The American College of Surgeons Oncology Group (ACOSOG ) Z0011 trial by Dr. Armando Giuliano and colleagues challenged the dogma that patients with a positive SLN require an ALND [11, 12]. This trial randomized 891 patients who had a clinically negative axilla and were undergoing breast-conserving surgery for T1 or T2 tumors, planning adjuvant whole-breast radiation and were found to have only one or two positive sentinel lymph nodes into two groups: ALND versus no ALND. The majority of the patients received systemic adjuvant therapy. At a median follow-up time of 6.3 years, there were no significant differences in overall survival (91.8% versus 92.5%), disease-free survival (82.2% versus 83.9%), or axillary recurrence rates (0.9% versus 0.5%). More recently presented data provided longer follow-up results with a median of 9.25 years, showed that these results held true with longer follow-up. Nodal recurrence rates remained low and not significantly different between the two groups, 1.5% in the SLN group and 0.5% in the ALND group (p = 0.28) [13]. The authors concluded that in patients with early stage breast cancer with one or two positive sentinel lymph nodes undergoing breast-conserving surgery, SLN surgery alone is not inferior to ALND. The trial was criticized as the pre-specified accrual was not met, the majority of the patients had favorable tumor characteristics, and a significant number of patients were lost to follow-up in each group. In addition, the radiation fields were not documented and the degree of tangential radiation field coverage of the axilla or definitive radiation to the axilla is not known for the entire trial cohort. Radiation fields from a subgroup of 228 patients have been reviewed and showed that 19% of patients also had regional nodal irradiation , and this was more common in patients at higher risk for additional nodal involvement but, however, was not different between the two study arms [14]. Despite the criticism, the immediate impact Z0011 had on the national stage was irrefutable as surgeons have now adopted these findings into clinical practice and avoid ALND for patients meeting the Z0011 criteria.

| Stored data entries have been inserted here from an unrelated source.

PR #35321, opened 2020-03-31
Added tests for hashing unsigned integers to 32-bit hashes.

sudo-rushil:
New tests make sure that expected 32-bit hashes are generated for arbitrarily selected unsigned 32- and 64-bit integers.


JeffBezanson:
Welcome, @sudo-rushil !

Since these are internal functions used to implement `hash`, I would think they are already covered by testing `hash`. Is that not the case?

sudo-rushil:
From what I can tell, they are only used to implement hash on 32 bit systems, so technically they should be covered. However, the lack of explicit tests was causing a drop in code coverage, so I wanted to add some just in case. Thanks for taking a look!

PR #35324, opened 2020-03-31
propagate `--color` and `--startup-file` options in `julia_cmd`

JeffBezanson:
It seems like propagating these is pretty commonly wanted.


fredrikekre:
Add this to a new compat note after https://github.com/JuliaLang/julia/pull/35324/files#diff-c20eb2eead14027fab4293e10bacf73bR436 ?

PR #35325, opened 2020-03-31
Sparse addition of Symmetric and Hermitian matrices

### LINKED ISSUE #710: Adding sparse Hermitian matrices makes the result dense
Is this fixable in 1.x releases?
```julia
julia> using SparseArrays; A = sprandn(10, 10, 0.1); B = sprandn(10, 10, 0.1);

julia> typeof((A+A') + (B+B'))
SparseMatrixCSC{Float64,Int64}

julia> typeof(Hermitian(A+A') + Hermitian(B+B'))
Hermitian{Float64,Array{Float64,2}}
```
I'd argue that it's a bug that the final line doesn't give `Hermitian{Float64,SparseMatrixCSC{Float64,Int64}}`.

### LINKED ISSUE #35317: Adding sparse Hermitian matrices makes the result dense
Is this fixable in 1.x releases?
```julia
julia> using SparseArrays; A = sprandn(10, 10, 0.1); B = sprandn(10, 10, 0.1);

julia> typeof((A+A') + (B+B'))
SparseMatrixCSC{Float64,Int64}

julia> typeof(Hermitian(A+A') + Hermitian(B+B'))
Hermitian{Float64,Array{Float64,2}}
```
I'd argue that it's a bug that the final line doesn't give `Hermitian{Float64,SparseMatrixCSC{Float64,Int64}}`.

MasonProtter:
This is my very naive attempt at fixing https://github.com/JuliaLang/LinearAlgebra.jl/issues/710, but I suspect I did something subtly wrong. In particular, I worry about if I should be doing something to properly account for if the matrices are stored in the upper triangle or lower triangle and how to handle that in the `Hermitian + Hermitian` case. Thoughts?

EDIT: closes JuliaLang/LinearAlgebra.jl#710.


stdlib/SparseArrays/src/linalg.jl
```diff
@@ -7,6 +7,18 @@ using Random: rand!
 const StridedOrTriangularMatrix{T} = Union{StridedMatrix{T}, LowerTriangular{T}, UnitLowerTriangular{T}, UpperTriangular{T}, UnitUpperTriangular{T}}
 const AdjOrTransStridedOrTriangularMatrix{T} = Union{StridedOrTriangularMatrix{T},Adjoint{<:Any,<:StridedOrTriangularMatrix{T}},Transpose{<:Any,<:StridedOrTriangularMatrix{T}}}
 
++(A::Hermitian, B::SparseMatrixCSC) = parent(A) + B
++(A::SparseMatrixCSC, B::Hermitian) = A + parent(B)
+function +(A::Hermitian{<:Any, <:SparseMatrixCSC}, B::Hermitian{<:Any, <:SparseMatrixCSC})
+    Hermitian(parent(A) + parent(B))
```
dkarrasch, line 13: You were rightly concerned about the triangle issue. So the `parent`s don't need to be Hermitian themselves, plus the values that you care about maybe in different triangles for `A` and `B`. In fact, with the current implementation, they even may have the same `:L` triangle, yet the `Hermitian` constructor assumes `:U` by default. So the result could be entirely meaningless.

I think taking care of the orientation can be done by along the lines
```julia
if A.uplo == B.uplo
    return Hermitian(parent(A) + parent(B), sym_uplo(A.uplo))
elseif A.uplo == 'U'
    return Hermitian(parent(A) + permutedims(parent(B)), :U)
else
    return Hermitian(permutedims(parent(A)) + parent(B), :U)
end
```
or so...

dkarrasch (commented):
This is tricky, indeed, because the wrapped matrices don't need to be symmetric/Hermitian themselves. I left a couple of (untested) suggestions, hope they help.

stdlib/SparseArrays/src/linalg.jl
```diff
@@ -7,6 +7,18 @@ using Random: rand!
 const StridedOrTriangularMatrix{T} = Union{StridedMatrix{T}, LowerTriangular{T}, UnitLowerTriangular{T}, UpperTriangular{T}, UnitUpperTriangular{T}}
 const AdjOrTransStridedOrTriangularMatrix{T} = Union{StridedOrTriangularMatrix{T},Adjoint{<:Any,<:StridedOrTriangularMatrix{T}},Transpose{<:Any,<:StridedOrTriangularMatrix{T}}}
 
++(A::Hermitian, B::SparseMatrixCSC) = parent(A) + B
++(A::SparseMatrixCSC, B::Hermitian) = A + parent(B)
```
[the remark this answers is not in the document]
MasonProtter: Mhm, you're right. What would be the right way to approach that?

stdlib/SparseArrays/src/linalg.jl
dkarrasch: Seems like you need to `import LinearAlgebra: sym_uplo`.

stdlib/SparseArrays/src/linalg.jl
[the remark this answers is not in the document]
dkarrasch: How about
```julia
function +(A::SparseMatrixCSC, B::Hermitian)
    C = typeof(B.data)(B)
    C .+= A
    return C
end
```
? At least, that preserves potential sparsity of `B.data`.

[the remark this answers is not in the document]
dkarrasch: This
```julia
function +(A::SparseMatrixCSC, B::Hermitian{<:Any,<:AbstractSparseMatrix})
    C = sparse(B)
    return A + C
end
function +(A::SparseMatrixCSC, B::Hermitian)
    C = Matrix(B)
    C .= A .+ C
    return C
end
```
seems to solve all cases that I could come up with, including things like `B.data isa UpperTriangular` etc.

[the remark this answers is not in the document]
MasonProtter: I apologize for the late replies! Why is that preferable to your earlier one
```julia
function +(A::SparseMatrixCSC, B::Hermitian)
    C = typeof(B.data)(B)
    C .+= A
    return C
end
```
? I'm not sure I see an advantage.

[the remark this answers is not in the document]
MasonProtter: Ah, I see it now. `typeof(B.data)(B)` might not necessarily copy.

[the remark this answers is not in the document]
dkarrasch: Yeah, you were faster than I could type. Also, it could create some structured matrix type, if that's the type of `B.data`, like an `UpperTriangular`, or a `Bidiagonal` etc. So, basically I think we want either a sparse matrix to dispatch to sparse addition, or a dense matrix that we can add "into". This adds a bit of code (especially for the two orientations of each combination), but I think it's a worthy specialization.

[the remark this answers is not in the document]
MasonProtter: I ended up going with `collect` instead of `Matrix`, because I think `Matrix` might not always copy. Does that sound kosher to you?

stdlib/SparseArrays/src/linalg.jl
```diff
@@ -1,12 +1,54 @@
...
+
+function +(A::Symmetric{<:Any, <:SparseMatrixCSC}, B::Symmetric{<:Any, <:SparseMatrixCSC})
+    if A.uplo == B.uplo
+        Symmetric(parent(A) + parent(B), sym_uplo(A.uplo))
+    elseif A.uplo == 'U'
+        Symmetric(parent(A) + permutedims(parent(B)), :U)
+    else
+        Symmetric(permutedims(parent(A)) + parent(B), :U)
+    end
+end
```
MasonProtter, line 50: I'm thinking that I should replace the separate `Hermitian` and `Symmetric` parts with
```julia
for T in (:Symmetric, :Hermitian)
    @eval begin
        ...
    end
end
```
because this would cut down on code duplication. Alternatively, I could define
```julia
SymOrHerm{T, Store} = Union{Symmetric{T, Store}, Hermitian{T, Store}}
```
and then define the methods on that.

dkarrasch: I think the for-loop pattern is common and a bit more appropriate, because you'll need both the specific constructor when returning. Just in case, you can use an already existing 
```julia
const HermOrSym{T,        S} = Union{Hermitian{T,S}, Symmetric{T,S}}
```
no need to define anything new.

MasonProtter: Okay, I did the `eval` for loop, but it's failing to build locally for some reason related to the `eval`, though it works if I do the `eval` in the REPL. Pushing my changes to see if someone can spot what went wrong.

stdlib/SparseArrays/src/linalg.jl
```diff
@@ -1,12 +1,44 @@
...
+            else
+                $HermSym(permutedims(parent(A)) + parent(B), :U)
+            end
+        end
+    end
+end
+
+function (+)(A::Symmetric{<:Any, <:SparseMatrixCSC}, B::Hermitian{<:Any, <:SparseMatricCSC})
+    C = sparse(A)
+    C .= C + B
```
dkarrasch, line 37:
```suggestion
    return C + B
```

stdlib/SparseArrays/src/linalg.jl
```diff
@@ -1,12 +1,44 @@
...
+end
+(+)(A::Hermitian{<:Any, <:SparseMatrixCSC}, B::Symmetric{<:Any, <:SparseMatricCSC}) = B + A
```
dkarrasch, line 39:
```suggestion
(+)(A::Hermitian{<:Any, <:SparseMatrixCSC}, B::Symmetric{<:Any, <:SparseMatrixCSC}) = B + A
```

stdlib/SparseArrays/src/linalg.jl
```diff
@@ -1,12 +1,44 @@
...
+        (+)(A::$HermSym{<:Any,<:AbstractSparseMatrix}, B::SparseMatrixCSC) = B + A
+        (+)(A::$HermSym, B::SparseMatrixCSC) = B + A
+
+        function +(A::$HermSym{<:Any, <:SparseMatrixCSC}, B::$HermSym{<:Any, <:SparseMatrixCSC})
+            if A.uplo == B.uplo
+                $HermSym(parent(A) + parent(B), sym_uplo(A.uplo))
+            elseif A.uplo == 'U'
+                $HermSym(parent(A) + permutedims(parent(B)), :U)
+            else
+                $HermSym(permutedims(parent(A)) + parent(B), :U)
```
dkarrasch, line 29: I think it's Julia style to have a `return` in each line, because we are not exiting the function in some unique final line.

dkarrasch (changes requested):
A couple of general remarks:
- In the sparse-sparse case, I don't think there is an efficient in-place addition, so I'd return simply `A+B`.

- It's a matter of taste, but personally I prefer to have clear `return` statements, to help the eye.

- I guess one could replace all occurrences of `SparseMatrixCSC` by `AbstractSparseMatrix`, because we distinguish here between dense and sparse, and don't care about memory layout or other specifics.

stdlib/SparseArrays/src/linalg.jl
```diff
@@ -1,12 +1,44 @@
...
 
 # In matrix-vector multiplication, the correct orientation of the vector is assumed.
 const StridedOrTriangularMatrix{T} = Union{StridedMatrix{T}, LowerTriangular{T}, UnitLowerTriangular{T}, UpperTriangular{T}, UnitUpperTriangular{T}}
 const AdjOrTransStridedOrTriangularMatrix{T} = Union{StridedOrTriangularMatrix{T},Adjoint{<:Any,<:StridedOrTriangularMatrix{T}},Transpose{<:Any,<:StridedOrTriangularMatrix{T}}}
 
+for HermSym ∈ [:Hermitian, :Symmetric]
+    @eval begin
+        function (+)(A::SparseMatrixCSC, B::$HermSym{<:Any,<:AbstractSparseMatrix})
+            C  = sparse(B)
+            C .= A .+ C
```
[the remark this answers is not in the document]
MasonProtter: Doing things in place seems to be more efficient:
```julia
julia> using SparseArrays

julia> A, B, C = sprand(10000, 10000, 0.05), sprand(10000, 10000, 0.05), spzeros(10000, 10000);

julia> @btime A + B;
  63.968 ms (8 allocations: 152.66 MiB)

julia> @btime C .= A .+ B;
  61.271 ms (2 allocations: 48 bytes)
```

Regarding explicit return statements, the majority of functions in this file don't use them, and personally I dislike the `return` keyword.

stdlib/SparseArrays/src/linalg.jl
```diff
@@ -1,12 +1,44 @@
...
+            elseif A.uplo == 'U'
+                $HermSym(parent(A) + permutedims(parent(B)), :U)
+            else
+                $HermSym(permutedims(parent(A)) + parent(B), :U)
+            end
+        end
+    end
+end
+
+function (+)(A::Symmetric{<:Any, <:SparseMatrixCSC}, B::Hermitian{<:Any, <:SparseMatricCSC})
```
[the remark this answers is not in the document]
PR #35427, opened 2020-04-10
Add compat entry for @deprecated

tkf:
I think #35362 should have included the compat annotation and clarified the behavior of `@deprecated`.

https://github.com/JuliaLang/Pkg.jl/pull/1763 needs to be approved before this PR can be merged.


c42f:
Looks good to me!

PR #35433, opened 2020-04-11
Follow up to docstring changes in  #35427

oxinabox:
in #35427 I noticed that `default` was spelt as `defualt` 
when I was editting it, I also thought we could avoid saying `normal `julia` program` and be more explict.

### DIFF
--- a/base/deprecated.jl
+++ b/base/deprecated.jl
@@ -22,9 +22,9 @@ The first argument `old` is the signature of the deprecated method, the second o
 third argument is `false`.
 
 !!! compat "Julia 1.5"
-    As of Julia 1.5, functions defined by `@deprecate` do not print warning inside normal
-    `julia` program as the defualt value of `--depwarn` option is `no`.  The warnings
-    are printed from tests run by `Pkg.test()`.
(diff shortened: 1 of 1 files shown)


base/deprecated.jl
```diff
@@ -22,9 +22,9 @@ The first argument `old` is the signature of the deprecated method, the second o
 third argument is `false`.
 
 !!! compat "Julia 1.5"
-    As of Julia 1.5, functions defined by `@deprecate` do not print warning inside normal
-    `julia` program as the defualt value of `--depwarn` option is `no`.  The warnings
-    are printed from tests run by `Pkg.test()`.
+    As of Julia 1.5, functions defined by `@deprecate` do not print warning when `julia`
+    run without the `--depwarn=yes` flag set, as the default value of `--depwarn` option
```
rfourquet, line 26:
```suggestion
    runs without the `--depwarn=yes` flag set, as the default value of `--depwarn` option
```

oxinabox:
```suggestion
    is run without the `--depwarn=yes` flag set, as the default value of `--depwarn` option
```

The International Breast Cancer Study Group (IBCSG ) 23-01 randomized T1 or T2 breast cancer patients that were clinically node negative who underwent BCT or mastectomy and had micrometastases (defined as <2 mm) in the SLN to ALND versus no ALND [15]. There were 464 patients in the ALND arm and 467 patients in the no ALND arm. The authors found no statistical differences between the two groups in terms of 5-year overall survival (97.6% ALND versus 97.5% no ALND) and 5-year locoregional recurrence rates (2.4% ALND versus 2.8% no ALND). These findings corroborate the Z0011 findings, although 23-01 was limited to micrometastatic nodal disease. The proportion of mastectomy patients was too low to provide meaningful extrapolation to patients undergoing mastectomy.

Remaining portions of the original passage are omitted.